● **About this exercise**
If a line in the data holds the string "opened", list it.

(Stored items)

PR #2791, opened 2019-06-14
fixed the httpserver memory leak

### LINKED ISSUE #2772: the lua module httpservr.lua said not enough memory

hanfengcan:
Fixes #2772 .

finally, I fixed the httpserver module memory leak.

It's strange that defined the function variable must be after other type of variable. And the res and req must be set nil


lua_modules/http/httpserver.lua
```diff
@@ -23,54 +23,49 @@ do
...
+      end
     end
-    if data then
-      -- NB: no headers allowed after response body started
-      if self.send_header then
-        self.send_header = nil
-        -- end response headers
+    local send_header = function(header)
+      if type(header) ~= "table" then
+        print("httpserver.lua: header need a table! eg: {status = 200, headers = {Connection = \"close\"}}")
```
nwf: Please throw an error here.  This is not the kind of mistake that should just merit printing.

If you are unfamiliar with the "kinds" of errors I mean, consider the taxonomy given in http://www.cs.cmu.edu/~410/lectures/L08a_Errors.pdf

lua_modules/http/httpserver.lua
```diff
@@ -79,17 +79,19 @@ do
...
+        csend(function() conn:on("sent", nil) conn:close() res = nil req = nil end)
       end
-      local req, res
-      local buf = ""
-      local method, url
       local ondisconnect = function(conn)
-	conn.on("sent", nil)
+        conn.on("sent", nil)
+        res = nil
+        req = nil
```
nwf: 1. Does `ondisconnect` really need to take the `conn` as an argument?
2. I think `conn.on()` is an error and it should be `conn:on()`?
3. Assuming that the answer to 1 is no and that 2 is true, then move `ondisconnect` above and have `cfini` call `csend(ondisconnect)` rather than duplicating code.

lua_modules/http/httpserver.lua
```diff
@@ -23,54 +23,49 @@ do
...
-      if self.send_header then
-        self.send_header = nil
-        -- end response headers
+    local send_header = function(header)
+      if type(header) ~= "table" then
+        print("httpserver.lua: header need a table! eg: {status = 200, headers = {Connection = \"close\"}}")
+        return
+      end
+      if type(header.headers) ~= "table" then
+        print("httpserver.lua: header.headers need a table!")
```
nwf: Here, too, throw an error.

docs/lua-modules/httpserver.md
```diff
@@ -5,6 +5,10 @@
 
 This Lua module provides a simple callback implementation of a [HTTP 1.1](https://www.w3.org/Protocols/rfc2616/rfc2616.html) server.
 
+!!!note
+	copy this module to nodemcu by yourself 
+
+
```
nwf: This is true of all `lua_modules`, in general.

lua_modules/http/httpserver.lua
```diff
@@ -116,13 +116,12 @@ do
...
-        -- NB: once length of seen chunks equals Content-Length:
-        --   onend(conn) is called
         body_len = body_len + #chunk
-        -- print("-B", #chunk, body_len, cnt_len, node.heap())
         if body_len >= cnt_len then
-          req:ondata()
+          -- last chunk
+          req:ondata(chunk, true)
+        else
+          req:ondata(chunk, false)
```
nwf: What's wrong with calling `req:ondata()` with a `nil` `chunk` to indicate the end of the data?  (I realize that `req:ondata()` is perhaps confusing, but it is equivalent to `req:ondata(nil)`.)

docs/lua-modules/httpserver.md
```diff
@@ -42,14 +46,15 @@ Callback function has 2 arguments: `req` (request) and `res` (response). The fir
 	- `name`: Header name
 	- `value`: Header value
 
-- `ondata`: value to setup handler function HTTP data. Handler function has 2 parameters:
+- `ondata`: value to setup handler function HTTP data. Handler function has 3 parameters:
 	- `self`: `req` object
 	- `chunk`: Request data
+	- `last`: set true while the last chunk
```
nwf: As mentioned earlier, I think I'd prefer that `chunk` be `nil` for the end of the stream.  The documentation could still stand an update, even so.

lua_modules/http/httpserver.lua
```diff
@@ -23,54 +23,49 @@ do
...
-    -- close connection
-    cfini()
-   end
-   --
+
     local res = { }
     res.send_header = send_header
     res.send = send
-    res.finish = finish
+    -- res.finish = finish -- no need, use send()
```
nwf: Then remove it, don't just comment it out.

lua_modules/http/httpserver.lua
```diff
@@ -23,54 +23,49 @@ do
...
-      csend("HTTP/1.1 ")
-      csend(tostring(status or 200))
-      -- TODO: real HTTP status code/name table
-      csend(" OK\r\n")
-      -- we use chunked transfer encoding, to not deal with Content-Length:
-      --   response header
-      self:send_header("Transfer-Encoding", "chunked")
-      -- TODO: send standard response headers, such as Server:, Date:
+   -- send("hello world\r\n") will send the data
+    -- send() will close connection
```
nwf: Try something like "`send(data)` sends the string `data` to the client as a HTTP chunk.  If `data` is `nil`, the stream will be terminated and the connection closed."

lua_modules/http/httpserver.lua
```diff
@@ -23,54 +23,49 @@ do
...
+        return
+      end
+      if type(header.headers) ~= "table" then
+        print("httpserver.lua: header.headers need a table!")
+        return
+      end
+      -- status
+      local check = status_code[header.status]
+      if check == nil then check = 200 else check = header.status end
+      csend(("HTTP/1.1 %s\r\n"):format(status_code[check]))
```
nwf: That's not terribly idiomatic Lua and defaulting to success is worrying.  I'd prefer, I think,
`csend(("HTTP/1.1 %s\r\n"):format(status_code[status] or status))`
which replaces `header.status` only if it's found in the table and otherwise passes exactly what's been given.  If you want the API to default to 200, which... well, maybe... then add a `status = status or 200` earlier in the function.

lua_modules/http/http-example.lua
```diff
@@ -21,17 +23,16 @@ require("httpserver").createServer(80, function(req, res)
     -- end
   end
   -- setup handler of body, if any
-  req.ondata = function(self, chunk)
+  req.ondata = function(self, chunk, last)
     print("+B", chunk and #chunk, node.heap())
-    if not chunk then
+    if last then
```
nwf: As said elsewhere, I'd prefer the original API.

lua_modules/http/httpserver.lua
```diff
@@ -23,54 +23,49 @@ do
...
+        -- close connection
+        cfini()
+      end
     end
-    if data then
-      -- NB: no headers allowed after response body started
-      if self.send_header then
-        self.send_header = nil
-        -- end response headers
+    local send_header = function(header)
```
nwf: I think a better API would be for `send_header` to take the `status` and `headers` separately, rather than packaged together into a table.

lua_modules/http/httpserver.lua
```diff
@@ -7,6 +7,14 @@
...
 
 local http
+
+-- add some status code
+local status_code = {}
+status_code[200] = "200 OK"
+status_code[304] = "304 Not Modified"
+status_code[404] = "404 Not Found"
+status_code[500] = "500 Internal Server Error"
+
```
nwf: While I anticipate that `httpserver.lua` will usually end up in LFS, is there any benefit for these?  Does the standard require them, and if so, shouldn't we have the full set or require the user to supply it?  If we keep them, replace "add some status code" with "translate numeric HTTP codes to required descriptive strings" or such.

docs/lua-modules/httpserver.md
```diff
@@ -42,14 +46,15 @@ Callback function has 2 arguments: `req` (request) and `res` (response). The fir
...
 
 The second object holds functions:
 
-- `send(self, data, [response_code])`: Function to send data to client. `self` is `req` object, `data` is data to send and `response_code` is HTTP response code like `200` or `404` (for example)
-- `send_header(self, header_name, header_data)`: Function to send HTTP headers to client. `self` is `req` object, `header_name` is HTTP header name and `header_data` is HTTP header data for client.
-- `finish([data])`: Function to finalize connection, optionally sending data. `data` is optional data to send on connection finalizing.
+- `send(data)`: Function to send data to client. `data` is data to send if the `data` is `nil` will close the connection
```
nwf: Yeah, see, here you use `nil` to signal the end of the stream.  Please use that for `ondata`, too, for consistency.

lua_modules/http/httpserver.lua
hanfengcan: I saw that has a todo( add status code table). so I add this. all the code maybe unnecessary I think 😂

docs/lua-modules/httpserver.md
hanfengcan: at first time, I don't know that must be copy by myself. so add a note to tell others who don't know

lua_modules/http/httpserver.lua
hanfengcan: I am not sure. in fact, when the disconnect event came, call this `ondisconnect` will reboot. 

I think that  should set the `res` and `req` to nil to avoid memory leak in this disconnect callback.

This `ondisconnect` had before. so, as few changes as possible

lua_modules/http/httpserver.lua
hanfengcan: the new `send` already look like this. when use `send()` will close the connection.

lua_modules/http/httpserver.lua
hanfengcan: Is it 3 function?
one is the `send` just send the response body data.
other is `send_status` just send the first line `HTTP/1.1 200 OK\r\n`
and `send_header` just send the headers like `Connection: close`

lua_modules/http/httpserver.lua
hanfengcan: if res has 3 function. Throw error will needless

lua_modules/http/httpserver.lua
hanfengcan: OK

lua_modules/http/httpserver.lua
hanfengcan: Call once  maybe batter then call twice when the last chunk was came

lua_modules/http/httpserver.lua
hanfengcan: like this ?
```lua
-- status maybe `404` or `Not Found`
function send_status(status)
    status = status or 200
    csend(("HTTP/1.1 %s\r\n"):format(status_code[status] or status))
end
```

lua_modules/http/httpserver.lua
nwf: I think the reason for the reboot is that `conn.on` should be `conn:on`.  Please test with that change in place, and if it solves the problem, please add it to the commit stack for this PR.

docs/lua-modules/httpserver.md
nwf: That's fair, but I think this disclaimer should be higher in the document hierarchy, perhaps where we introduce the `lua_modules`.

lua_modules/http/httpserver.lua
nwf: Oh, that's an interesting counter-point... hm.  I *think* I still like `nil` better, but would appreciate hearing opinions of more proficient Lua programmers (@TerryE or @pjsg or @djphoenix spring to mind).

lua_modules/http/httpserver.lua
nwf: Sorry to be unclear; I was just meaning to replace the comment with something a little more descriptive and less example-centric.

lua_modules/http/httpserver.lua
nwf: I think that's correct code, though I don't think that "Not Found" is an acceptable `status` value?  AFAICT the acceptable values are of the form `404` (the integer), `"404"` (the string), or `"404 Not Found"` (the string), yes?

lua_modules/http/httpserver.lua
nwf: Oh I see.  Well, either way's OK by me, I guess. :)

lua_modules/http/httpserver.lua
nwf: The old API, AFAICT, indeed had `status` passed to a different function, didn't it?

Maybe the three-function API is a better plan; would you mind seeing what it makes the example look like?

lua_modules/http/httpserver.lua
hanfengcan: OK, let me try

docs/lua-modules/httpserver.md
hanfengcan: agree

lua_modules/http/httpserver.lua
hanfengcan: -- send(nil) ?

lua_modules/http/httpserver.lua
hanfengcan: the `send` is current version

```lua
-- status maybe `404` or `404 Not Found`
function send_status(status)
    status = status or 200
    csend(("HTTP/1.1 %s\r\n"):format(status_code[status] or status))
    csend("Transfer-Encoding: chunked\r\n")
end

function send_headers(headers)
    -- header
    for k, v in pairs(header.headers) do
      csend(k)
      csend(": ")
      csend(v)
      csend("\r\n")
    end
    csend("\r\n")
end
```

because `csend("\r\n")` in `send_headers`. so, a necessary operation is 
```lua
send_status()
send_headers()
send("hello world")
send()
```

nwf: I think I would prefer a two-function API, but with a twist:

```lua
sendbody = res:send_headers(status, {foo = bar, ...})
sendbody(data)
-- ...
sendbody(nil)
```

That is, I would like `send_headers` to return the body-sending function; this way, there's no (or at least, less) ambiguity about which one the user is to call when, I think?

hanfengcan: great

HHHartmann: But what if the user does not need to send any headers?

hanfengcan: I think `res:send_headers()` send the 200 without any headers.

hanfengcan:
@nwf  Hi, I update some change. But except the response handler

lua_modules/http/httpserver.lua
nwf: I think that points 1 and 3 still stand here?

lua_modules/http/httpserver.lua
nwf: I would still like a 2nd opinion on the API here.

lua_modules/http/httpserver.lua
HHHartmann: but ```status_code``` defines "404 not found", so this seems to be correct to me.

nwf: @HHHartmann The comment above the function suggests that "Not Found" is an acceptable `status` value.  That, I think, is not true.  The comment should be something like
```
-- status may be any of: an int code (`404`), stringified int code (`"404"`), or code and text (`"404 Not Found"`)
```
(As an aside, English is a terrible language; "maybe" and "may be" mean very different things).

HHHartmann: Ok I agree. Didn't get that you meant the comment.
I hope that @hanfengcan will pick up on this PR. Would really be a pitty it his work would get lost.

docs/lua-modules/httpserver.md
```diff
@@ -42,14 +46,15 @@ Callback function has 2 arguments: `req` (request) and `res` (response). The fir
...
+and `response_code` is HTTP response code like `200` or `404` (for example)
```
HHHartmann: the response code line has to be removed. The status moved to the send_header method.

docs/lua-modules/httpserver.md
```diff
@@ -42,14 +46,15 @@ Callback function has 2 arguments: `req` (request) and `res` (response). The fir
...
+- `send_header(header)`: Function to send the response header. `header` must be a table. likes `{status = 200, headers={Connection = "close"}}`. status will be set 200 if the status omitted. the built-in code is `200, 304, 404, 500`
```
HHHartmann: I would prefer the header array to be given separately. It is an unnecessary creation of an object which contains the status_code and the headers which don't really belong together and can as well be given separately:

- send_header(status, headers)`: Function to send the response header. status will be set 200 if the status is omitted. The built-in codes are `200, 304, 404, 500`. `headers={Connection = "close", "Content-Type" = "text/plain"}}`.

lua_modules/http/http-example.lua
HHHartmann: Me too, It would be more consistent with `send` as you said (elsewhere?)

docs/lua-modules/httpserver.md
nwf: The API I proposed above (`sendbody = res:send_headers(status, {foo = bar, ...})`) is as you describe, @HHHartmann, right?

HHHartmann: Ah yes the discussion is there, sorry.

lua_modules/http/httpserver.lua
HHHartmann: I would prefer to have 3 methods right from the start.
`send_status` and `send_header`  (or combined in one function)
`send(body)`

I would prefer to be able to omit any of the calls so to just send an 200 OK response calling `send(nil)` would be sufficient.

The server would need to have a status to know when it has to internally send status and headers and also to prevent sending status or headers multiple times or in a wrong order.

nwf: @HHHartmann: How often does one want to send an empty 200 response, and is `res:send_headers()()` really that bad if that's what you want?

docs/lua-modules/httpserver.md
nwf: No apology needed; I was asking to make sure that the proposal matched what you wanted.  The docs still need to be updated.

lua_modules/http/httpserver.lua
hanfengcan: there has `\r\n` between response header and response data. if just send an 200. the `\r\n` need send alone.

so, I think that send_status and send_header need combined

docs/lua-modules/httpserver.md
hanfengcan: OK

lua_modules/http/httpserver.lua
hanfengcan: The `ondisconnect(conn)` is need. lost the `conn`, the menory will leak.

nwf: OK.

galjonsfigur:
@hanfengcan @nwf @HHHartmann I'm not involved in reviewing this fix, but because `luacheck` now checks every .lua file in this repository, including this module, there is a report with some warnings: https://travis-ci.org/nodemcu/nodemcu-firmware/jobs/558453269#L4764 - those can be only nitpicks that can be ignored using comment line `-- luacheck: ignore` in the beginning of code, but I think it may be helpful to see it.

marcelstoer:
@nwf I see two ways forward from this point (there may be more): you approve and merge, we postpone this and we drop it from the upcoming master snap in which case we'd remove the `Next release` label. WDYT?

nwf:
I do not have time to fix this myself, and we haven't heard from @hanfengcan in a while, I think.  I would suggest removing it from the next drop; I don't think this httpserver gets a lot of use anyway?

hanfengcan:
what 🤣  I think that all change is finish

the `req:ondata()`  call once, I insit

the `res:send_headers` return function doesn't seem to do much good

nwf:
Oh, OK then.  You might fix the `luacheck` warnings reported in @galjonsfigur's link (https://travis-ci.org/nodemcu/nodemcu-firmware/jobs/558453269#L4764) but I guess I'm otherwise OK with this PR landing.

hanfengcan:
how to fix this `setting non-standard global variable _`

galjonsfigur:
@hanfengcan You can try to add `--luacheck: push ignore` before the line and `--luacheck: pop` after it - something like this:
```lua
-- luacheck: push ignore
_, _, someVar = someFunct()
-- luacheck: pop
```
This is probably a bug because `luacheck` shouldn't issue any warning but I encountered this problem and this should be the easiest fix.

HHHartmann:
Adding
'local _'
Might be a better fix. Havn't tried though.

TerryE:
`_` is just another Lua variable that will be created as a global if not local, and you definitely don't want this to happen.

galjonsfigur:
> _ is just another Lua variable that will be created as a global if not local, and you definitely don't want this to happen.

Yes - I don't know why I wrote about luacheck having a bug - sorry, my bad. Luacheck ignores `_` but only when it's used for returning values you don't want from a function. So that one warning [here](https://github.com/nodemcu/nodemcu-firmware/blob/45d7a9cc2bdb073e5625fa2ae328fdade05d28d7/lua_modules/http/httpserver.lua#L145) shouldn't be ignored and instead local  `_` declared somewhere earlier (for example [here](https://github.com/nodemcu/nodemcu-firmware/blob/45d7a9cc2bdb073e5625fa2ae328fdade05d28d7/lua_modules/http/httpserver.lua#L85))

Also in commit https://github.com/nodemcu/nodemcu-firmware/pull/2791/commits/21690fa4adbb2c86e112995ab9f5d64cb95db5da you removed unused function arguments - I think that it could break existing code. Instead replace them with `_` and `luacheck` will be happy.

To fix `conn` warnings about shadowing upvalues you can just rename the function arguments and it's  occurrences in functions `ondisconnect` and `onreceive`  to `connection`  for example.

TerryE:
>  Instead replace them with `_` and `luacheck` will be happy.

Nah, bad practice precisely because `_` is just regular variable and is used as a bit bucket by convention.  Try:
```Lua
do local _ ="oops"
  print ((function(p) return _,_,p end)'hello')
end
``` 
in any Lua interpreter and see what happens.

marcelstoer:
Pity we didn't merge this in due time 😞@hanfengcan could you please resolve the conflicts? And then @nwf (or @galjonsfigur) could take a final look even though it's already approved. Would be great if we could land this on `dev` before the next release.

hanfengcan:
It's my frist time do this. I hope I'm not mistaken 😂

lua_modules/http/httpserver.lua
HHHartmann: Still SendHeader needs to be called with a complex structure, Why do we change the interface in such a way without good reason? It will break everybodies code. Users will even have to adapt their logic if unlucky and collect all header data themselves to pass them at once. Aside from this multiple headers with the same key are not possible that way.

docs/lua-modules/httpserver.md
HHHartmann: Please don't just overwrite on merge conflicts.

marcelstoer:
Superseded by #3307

---

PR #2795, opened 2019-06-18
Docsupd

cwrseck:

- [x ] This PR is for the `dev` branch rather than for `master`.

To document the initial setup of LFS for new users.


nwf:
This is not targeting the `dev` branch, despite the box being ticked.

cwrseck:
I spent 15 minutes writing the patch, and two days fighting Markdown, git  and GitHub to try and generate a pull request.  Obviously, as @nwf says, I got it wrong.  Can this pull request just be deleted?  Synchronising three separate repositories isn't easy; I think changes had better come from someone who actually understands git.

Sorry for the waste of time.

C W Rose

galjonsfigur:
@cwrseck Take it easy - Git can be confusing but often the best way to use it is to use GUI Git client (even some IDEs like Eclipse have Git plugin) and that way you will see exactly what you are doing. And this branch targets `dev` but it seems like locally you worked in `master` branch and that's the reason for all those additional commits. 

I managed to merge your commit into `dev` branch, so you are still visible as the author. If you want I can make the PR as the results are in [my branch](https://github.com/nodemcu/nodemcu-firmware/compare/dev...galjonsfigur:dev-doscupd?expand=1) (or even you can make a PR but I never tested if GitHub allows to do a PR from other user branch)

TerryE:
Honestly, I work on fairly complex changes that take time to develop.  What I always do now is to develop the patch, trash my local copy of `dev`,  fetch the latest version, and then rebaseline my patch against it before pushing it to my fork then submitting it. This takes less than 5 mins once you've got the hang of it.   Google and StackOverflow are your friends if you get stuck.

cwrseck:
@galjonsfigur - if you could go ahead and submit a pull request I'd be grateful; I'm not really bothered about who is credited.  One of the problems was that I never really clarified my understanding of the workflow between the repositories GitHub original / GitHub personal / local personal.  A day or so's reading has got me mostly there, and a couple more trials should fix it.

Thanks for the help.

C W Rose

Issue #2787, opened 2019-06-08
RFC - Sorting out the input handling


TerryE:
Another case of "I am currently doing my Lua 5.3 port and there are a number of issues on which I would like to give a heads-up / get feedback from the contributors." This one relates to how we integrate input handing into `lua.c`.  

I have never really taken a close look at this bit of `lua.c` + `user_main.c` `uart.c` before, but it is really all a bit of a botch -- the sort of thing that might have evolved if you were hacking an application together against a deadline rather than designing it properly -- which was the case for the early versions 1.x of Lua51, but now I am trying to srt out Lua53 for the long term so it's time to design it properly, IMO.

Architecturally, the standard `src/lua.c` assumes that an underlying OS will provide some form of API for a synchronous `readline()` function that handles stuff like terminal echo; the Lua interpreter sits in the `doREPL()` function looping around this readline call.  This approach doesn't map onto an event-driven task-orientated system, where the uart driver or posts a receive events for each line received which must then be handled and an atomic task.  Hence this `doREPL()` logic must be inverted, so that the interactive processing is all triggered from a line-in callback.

==

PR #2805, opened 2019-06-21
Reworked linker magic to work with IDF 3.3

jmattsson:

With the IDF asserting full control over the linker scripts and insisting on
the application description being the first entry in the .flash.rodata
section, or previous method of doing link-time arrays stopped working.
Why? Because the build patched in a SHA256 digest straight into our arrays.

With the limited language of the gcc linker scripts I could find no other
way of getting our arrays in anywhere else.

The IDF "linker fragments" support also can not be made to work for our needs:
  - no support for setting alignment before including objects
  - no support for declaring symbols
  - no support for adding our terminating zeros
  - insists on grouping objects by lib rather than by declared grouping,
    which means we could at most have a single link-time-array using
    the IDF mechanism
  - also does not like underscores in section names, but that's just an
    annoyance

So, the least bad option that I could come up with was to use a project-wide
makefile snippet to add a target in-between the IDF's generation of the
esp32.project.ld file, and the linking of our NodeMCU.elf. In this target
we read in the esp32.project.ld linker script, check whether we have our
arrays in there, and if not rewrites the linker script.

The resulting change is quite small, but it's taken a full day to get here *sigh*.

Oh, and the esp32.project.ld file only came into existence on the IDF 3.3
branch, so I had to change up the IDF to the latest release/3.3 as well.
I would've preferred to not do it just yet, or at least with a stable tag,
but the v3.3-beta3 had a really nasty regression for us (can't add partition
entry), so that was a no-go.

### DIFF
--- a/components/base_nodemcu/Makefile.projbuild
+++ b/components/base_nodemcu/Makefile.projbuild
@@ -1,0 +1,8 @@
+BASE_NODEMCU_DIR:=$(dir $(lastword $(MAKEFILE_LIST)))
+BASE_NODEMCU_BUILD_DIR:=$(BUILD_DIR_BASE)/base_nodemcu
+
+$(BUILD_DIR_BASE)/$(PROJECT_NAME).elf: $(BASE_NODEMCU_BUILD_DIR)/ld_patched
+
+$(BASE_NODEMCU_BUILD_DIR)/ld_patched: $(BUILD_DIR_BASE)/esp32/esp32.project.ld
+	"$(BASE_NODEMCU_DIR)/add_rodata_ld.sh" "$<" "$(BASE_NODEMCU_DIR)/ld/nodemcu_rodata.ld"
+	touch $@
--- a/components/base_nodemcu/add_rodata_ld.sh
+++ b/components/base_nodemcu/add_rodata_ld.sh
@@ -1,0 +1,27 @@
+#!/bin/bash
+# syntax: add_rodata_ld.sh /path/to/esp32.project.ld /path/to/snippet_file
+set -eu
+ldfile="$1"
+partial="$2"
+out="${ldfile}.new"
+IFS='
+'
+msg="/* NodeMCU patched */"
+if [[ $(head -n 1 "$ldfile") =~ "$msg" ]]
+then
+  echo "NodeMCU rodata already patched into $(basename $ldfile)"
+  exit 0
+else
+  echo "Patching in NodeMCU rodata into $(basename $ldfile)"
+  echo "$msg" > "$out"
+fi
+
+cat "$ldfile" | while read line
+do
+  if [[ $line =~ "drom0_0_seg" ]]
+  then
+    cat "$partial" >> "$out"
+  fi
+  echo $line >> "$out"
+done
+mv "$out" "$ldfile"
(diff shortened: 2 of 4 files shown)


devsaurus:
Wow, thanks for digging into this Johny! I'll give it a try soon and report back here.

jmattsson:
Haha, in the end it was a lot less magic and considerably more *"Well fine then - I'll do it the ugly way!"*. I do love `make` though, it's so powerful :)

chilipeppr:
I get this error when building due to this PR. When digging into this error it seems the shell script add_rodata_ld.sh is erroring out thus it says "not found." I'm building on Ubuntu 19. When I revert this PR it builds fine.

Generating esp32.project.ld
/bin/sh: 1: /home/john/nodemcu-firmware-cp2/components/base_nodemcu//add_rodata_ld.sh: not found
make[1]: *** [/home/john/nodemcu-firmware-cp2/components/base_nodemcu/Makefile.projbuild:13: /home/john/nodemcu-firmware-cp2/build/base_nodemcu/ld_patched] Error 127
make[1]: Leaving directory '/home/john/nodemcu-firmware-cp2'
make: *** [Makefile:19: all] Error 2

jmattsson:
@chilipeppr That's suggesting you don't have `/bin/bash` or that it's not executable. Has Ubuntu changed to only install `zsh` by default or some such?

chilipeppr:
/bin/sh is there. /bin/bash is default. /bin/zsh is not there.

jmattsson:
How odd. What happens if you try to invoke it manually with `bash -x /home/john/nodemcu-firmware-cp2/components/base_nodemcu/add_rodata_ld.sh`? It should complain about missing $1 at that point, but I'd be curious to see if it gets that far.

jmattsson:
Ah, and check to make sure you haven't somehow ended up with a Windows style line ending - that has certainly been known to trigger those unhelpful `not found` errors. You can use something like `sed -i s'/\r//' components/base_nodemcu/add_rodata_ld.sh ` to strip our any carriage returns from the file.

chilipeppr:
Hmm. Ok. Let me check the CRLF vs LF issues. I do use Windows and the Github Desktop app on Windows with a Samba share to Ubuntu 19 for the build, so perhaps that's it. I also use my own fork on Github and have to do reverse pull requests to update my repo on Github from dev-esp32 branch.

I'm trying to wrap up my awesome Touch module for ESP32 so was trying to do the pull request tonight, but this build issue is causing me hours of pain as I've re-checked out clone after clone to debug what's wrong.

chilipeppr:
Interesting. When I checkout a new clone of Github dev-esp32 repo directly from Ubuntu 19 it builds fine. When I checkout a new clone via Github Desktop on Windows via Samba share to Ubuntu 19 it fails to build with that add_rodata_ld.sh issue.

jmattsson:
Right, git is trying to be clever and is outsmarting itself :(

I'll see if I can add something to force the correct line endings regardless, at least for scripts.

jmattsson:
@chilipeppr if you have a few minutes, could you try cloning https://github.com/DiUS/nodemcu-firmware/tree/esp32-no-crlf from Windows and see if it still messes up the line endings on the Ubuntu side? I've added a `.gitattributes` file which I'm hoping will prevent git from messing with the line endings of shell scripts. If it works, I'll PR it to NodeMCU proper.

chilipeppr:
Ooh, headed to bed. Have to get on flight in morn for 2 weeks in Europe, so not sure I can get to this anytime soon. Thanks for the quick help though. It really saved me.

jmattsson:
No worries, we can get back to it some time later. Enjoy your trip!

● **Written solution**
PR #2791, opened 2019-06-14
PR #2795, opened 2019-06-18
Issue #2787, opened 2019-06-08
PR #2805, opened 2019-06-21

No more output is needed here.